**Exercise requirements:** Using the data below, please return every line exactly as given.

(Data segment Opens)

PR #7075, opened 2026-06-08
Fix mobile wallet history normalization

### LINKED ISSUE #7074: [BUG] Mobile wallet history expects array but live /wallet/history returns envelope
﻿## Summary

(Data segment Closes)

**The answer:**
PR #7075, opened 2026-06-08
Fix mobile wallet history normalization

### LINKED ISSUE #7074: [BUG] Mobile wallet history expects array but live /wallet/history returns envelope
﻿## Summary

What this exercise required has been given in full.